=== Section Start ===

PR #178, opened 2026-03-25
feat: add fibers tool runtime using async gem

bottrall:
## Summary

- Add `Riffer::ToolRuntime::Fibers` — a new built-in tool runtime that executes tool calls concurrently using fibers via the `async` gem
- Add `Riffer::Runner::Fibers` — the underlying runner that uses `Async::Barrier` for concurrency and optional `Async::Semaphore` for limiting max concurrency
- No concurrency limit by default (fibers are lightweight); users can opt in via `max_concurrency:`
- Uses `Riffer::Helpers::Dependencies#depends_on` for lazy loading the `async` gem with clear error messages if missing
- Pin `async < 2.38` and `io-event < 1.14` to maintain Ruby 3.2 compatibility
- Fix missing `context:` keyword on `Fibers#map` to match the updated runner interface
- Fix RDoc formatting to match conventions from #182: labeled list params, `#--` stop directives, `<tt>` for multi-word inline code

## Test plan

- [x] `Riffer::Runner::Fibers` tests: order preservation, concurrent execution, max_concurrency enforcement, empty items, exception propagation
- [x] `Riffer::ToolRuntime::Fibers` test: concurrent tool call execution verified via fiber identity tracking
- [x] All existing tests pass (`bundle exec rake` — 1170 runs, 1795 assertions, 0 failures)
- [x] Type checking passes (`bundle exec steep check`)
- [x] RBS signatures generated

### DIFF
--- a/lib/riffer/runner/fibers.rb
+++ b/lib/riffer/runner/fibers.rb
@@ -4,7 +4,7 @@
 # Processes items concurrently using fibers via the +async+ gem.
 #
 # All items run as fibers simultaneously by default. When
-# +max_concurrency+ is set, an +Async::Semaphore+ limits how many
+# +max_concurrency+ is set, an <tt>Async::Semaphore</tt> limits how many
 # fibers execute at once.
 #
 # If multiple fibers raise, only the first exception is re-raised
@@ -16,9 +16,10 @@
 class Riffer::Runner::Fibers < Riffer::Runner
   include Riffer::Helpers::Dependencies
 
-  # +max_concurrency+ - maximum number of fibers to run simultaneously.
+  # [max_concurrency] maximum number of fibers to run simultaneously.
   #   When +nil+, all fibers run without limit.
   #
+  #--
   #: (?max_concurrency: Integer?) -> void
   def initialize(max_concurrency: nil)
     depends_on "async"
@@ -26,6 +27,7 @@ class Riffer::Runner::Fibers < Riffer::Runner
     @max_concurrency = max_concurrency
   end
 
+  #--
   #: (Array[untyped], context: Hash[Symbol, untyped]?) { (untyped) -> untyped } -> Array[untyped]
   def map(items, context:, &block)
     return [] if items.empty?
--- a/lib/riffer/runner/fibers.rb
+++ b/lib/riffer/runner/fibers.rb
@@ -26,8 +26,8 @@ class Riffer::Runner::Fibers < Riffer::Runner
     @max_concurrency = max_concurrency
   end
 
-  #: (Array[untyped]) { (untyped) -> untyped } -> Array[untyped]
-  def map(items, &block)
+  #: (Array[untyped], context: Hash[Symbol, untyped]?) { (untyped) -> untyped } -> Array[untyped]
+  def map(items, context:, &block)
     return [] if items.empty?
 
     results = Array.new(items.size)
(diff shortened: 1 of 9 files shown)


riffer.gemspec
```diff
@@ -44,6 +44,8 @@ Gem::Specification.new do |spec|
   spec.add_development_dependency "anthropic", "~> 1.25.0"
   spec.add_development_dependency "aws-sdk-bedrockruntime", "~> 1.42"
   spec.add_development_dependency "openai", "~> 0.56.0"
+  spec.add_development_dependency "async", "~> 2.25", "< 2.38"
+  spec.add_development_dependency "io-event", "< 1.14"
```
Thibaut, line 48: question (non-blocking): why maintain Ruby 3.2 compatibility? This has the hallmarks of something we will forget to revisit/update later 😅

lib/riffer/runner/fibers.rb
```diff
@@ -0,0 +1,60 @@
...
+class Riffer::Runner::Fibers < Riffer::Runner
+  include Riffer::Helpers::Dependencies
+
+  # +max_concurrency+ - maximum number of fibers to run simultaneously.
+  #   When +nil+, all fibers run without limit.
+  #
+  #: (?max_concurrency: Integer?) -> void
+  def initialize(max_concurrency: nil)
+    depends_on "async"
+    require "async/semaphore" if max_concurrency
```
Thibaut, line 26: issue (blocking): I think these should be done at load time. `tool_runtime` takes a Proc and digging into `Gem` and `Bundler` at runtime is, I think, very suboptimal. It could spike memory usage or generally do some slow stuff we wouldn't want to run every time. I think the "trick" would be to not require this file in Riffer by default. Let the client require it if they want it, then the gem dependency gets resolved at load time.

Thibaut (commented):
Overall :+1: :+1:

riffer.gemspec
bottrall: I've got a reminder in my calendar. Support for 3.2 will be dropped on April 1st. At which point dependabots PRs to update these dependencies will start passing CI 😄

lib/riffer/runner/fibers.rb
bottrall: I see where you're coming from. But at the same time this is how riffer already works for providers. We do the exact same thing every time an llm provider is invoked. My understanding is that this is a common pattern for gems and that calling `require` on a gem that is already loaded is akin to a no-op. So yes there _may_ be a performance hit the first time, but I'm skeptical of how much of a problem this is in practice.

Thibaut: The `require` is cheap. I was more concerned about the dependency search we do in `depends_on`. It's probably insignificant, but in my experience loading/checking gem dependencies at load time is an anti-pattern.

Many gems (for example, `active_support`) don't auto-load all their code as a way to let the client optimize what to load, and this also allows for load-time dependency checking. It's arguable a little more dev-friendly to find out "you can't use this without that" at load time than run time.

In a Rails app, how this could work is we drop a `require "riffer/fibers"` (or `require "riffer/async"`) in `config/initializers/riffer.rb` and by then the `async` dependency would already been loaded in (via Bundler, or in the same initializer). Same for the providers.

This isn't the pattern already in place and so out-of-scope of this PR, but just thought to mention it in case you see value in it. Nothing worth prioritizing but maybe something to consider for later.

Thibaut (approved):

=== Section End ===

• What the task asks:
Using the material above, find each line that holds "items" and copy that line.

• Solution:
- [x] `Riffer::Runner::Fibers` tests: order preservation, concurrent execution, max_concurrency enforcement, empty items, exception propagation
 # Processes items concurrently using fibers via the +async+ gem.
 # All items run as fibers simultaneously by default. When
   def map(items, context:, &block)
     return [] if items.empty?
-  def map(items, &block)
+  def map(items, context:, &block)
     return [] if items.empty?
     results = Array.new(items.size)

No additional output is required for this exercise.